═══ RECORD SET

PR #2668, opened 2021-07-11
Allow control of --bounds-check in Pkg.test

IanButterworth:
Forcing bounds checking to be on can severely slow down some test code, so it would be useful to be able to allow bounds checking to be the julia default automatic that observes in-code declarations (set here via `check_bounds = nothing` which omits the `--check-bounds` option entirely).

There may be some use cases where forcing it off entirely may be desired too (`check_bounds = false`), so all three are supported

### DIFF
--- a/src/API.jl
+++ b/src/API.jl
@@ -403,7 +403,7 @@ function free(ctx::Context, pkgs::Vector{PackageSpec}; all_pkgs::Bool=false, kwa
 end
 
 function test(ctx::Context, pkgs::Vector{PackageSpec};
-              coverage=false, test_fn=nothing,
+              coverage=false, check_bounds=true, test_fn=nothing,
               julia_args::Union{Cmd, AbstractVector{<:AbstractString}}=``,
               test_args::Union{Cmd, AbstractVector{<:AbstractString}}=``,
               force_latest_compatible_version::Bool=false,
@@ -427,6 +427,7 @@ function test(ctx::Context, pkgs::Vector{PackageSpec};
         ctx,
         pkgs;
         coverage,
+        check_bounds,
         test_fn,
         julia_args,
         test_args,
--- a/src/Operations.jl
+++ b/src/Operations.jl
@@ -1358,6 +1358,7 @@ end
 
 function gen_test_code(testfile::String;
         coverage=false,
+        check_bounds=true,
         julia_args::Cmd=``,
         test_args::Cmd=``)
     code = """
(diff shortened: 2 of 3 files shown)


DilumAluthge:
Instead of adding another keyword argument to the `Pkg.test` function, could we do either of the following:
1. Just read the value of `--bounds-check` that was passed to the original (parent) Julia process.
2. Allow the user to pass `--bounds-check` to the `julia_args` keyword argument that we already have.

IanButterworth:
> Just read the value of --bounds-check that was passed to the original (parent) Julia process.

This would be a significant (breaking?) change, as the parent process is likely run by default with `--check-bounds` omitted, i.e. default checking that observes code declarations

> Allow the user to pass --bounds-check to the julia_args keyword argument that we already have.

Users can currently do this, but it's not possible to set it to the default, as that requires omitting `--check-bounds` entirely.


If Base was changed to accept `--check-bounds=auto` then the latter could work

DilumAluthge:
> If Base was changed to accept `--check-bounds=auto` then the latter could work

Regardless of what we end up doing in this PR, I do think it would be nice for Julia to accept `--check-bounds=auto`.

IanButterworth:
Yeah and it would be nice to get that into 1.7

fredrikekre:
Closing in favor of https://github.com/JuliaLang/julia/pull/41551 then? In any case, if you need special behavior like this you can always start your own process from within the `test/runtests.jl` file. Many packages do that already for thigns like this.

KristofferC:
> Users can currently do this, but it's not possible to set it to the default, as that requires omitting --check-bounds entirely.

I don't understand why this is not possible. In case you want it as the default you just omit it in `julia_args`?

IanButterworth:
By default I mean julia default, which respects `@inbounds`, which is a third state that requires omitting `--check-bohnds` entirely. 

> you can always start your own process from within the test/runtests.jl file

Yes but that makes managing test dependencies a pain, as there's no convenient way to merge a test Project and the parent in the same way that the sandbox does it, AFAIK

fredrikekre:
> Yes but that makes managing test dependencies a pain, as there's no convenient way to merge a test Project and the parent in the same way that the sandbox does it, AFAIK

You just launch julia with the env Pkg gave `test/runtests.jl`

KristofferC:
> By default I mean julia default, which respects @inbounds, which is a third state that requires omitting --check-bohnds entirely.

I understand that. But again, why isn't `julia_args` fine here, and just leave out the argument if you want the julia default?

IanButterworth:
> just leave out the argument if you want the julia default?
```
% julia --check-bounds
ERROR: option `--check-bounds` is missing an argument
% julia --project --check-bounds=
ERROR: julia: invalid argument to --check-bounds={yes|no} ()
```
or am I misunderstanding your suggestion?

> You just launch julia with the env Pkg gave test/runtests.jl

The env Pkg gave `test/runtests.jl` is a merge of the two envs in a temp dir sandbox. How would I access that? or do you just mean launch with `--project` in `/test`?

KristofferC:
> or am I misunderstanding your suggestion?

Yes, I think so. Just don't add the whole `--check-bounds` bit at all.

IanButterworth:
Are you factoring in that it's currently hardcoded before `julia_args` in the sandbox? 
https://github.com/JuliaLang/Pkg.jl/blob/cb9441fa7af3e82f9dbb0d3123cf1a0d5e772b23/src/Operations.jl#L1374

KristofferC:
No, that would make it harder indeed :laughing:.

IanButterworth:
Yeah. I'm happy for that PR to be the one

PR #2670, opened 2021-07-12
Push forward "versioned stdlibs" work

staticfloat:
This updates the historical stdlibs list, and threads the `version` field through a bit more, including changing `Pkg.Types.stdlibs()` to return a dict mapping `uuid => (name, version)` to match.  This makes it a lot easier to test whether the historical stdlibs list has fallen out of date, and should solve https://github.com/JuliaLang/Pkg.jl/issues/2638 by causing the Pkg tests to fail much earlier.


KristofferC:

══════

*TASK STATEMENT*: Please determine the number of lines in the records above that include the string "possible", and answer with that number only.

*EXPECTED ANSWER*: 3